La droite le voulait, la gauche le fait. L'incinérateur de déchets de la communauté urbaine Marseille Provence Métropole (MPM) doit se lancer cette semaine dans un test de la totalité de sa chaîne de traitement, a-t-on appris hier auprès du groupe Urbaser-Valorga, constructeur.
Jusque-là, les essais avaient porté sur certaines parties seulement de la filière, notamment la mise en température des fours. « Les tests vont désormais concerner à la fois le tri des déchets, l'incinération et l'extraction des résidus de combustion », détaille le porte-parole d'Urbaser. Cette phase expérimentale devrait se poursuivre jusqu'au démarrage officiel de l'incinérateur, prévu pour la première semaine de janvier. En vitesse de croisière, il devrait brûler au minimum 250 000 tonnes de déchets par an. A l'agglomération Ouest-Provence, la nouvelle a entraîné un branle-bas de combat.
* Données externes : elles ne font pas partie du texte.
PR #338, opened 2021-03-15
Google map field

soda736:
Config for the google map field. This will be re-usable over all sites I imagine. Should this config also be added to either origins_media or unity install profile?


johangant:
If this is what we use on NIDirect too perhaps it's a good point to refactor both to bring the common elements into an origins module?

DuttonMa (commented):
Think you are right to bring this up Adam, probably best to hold off merging this whilst we decide ......

DuttonMa (commented):
I see that you haven't added a Google maps api key in config, which is quite correct, but we'll need to make sure that we have one up on the Platform sites

DuttonMa (approved):
Actually, I'm now thinking that you can go ahead and merge this. It won't hold up your hatecrimereviewni site and we can then centralise the config afterwards.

Bernard Granié, président (PS) de l'agglomération, menace de « rappeler en temps utile ses promesses » à ses camarades socialistes qui dirigent MPM. A la veille des régionales, les socialistes de Fos pourraient-ils faire défaut au PS ? L'hypothèse est balayée d'un revers de main par plusieurs socialistes marseillais, qui soulignent les « beaux scores » réalisés par le parti à Fos lors des européennes. Malgré une participation de seulement 33 % des inscrits, le PS avait recueilli 20 % des voix, devançant l'UMP et Europe Ecologie.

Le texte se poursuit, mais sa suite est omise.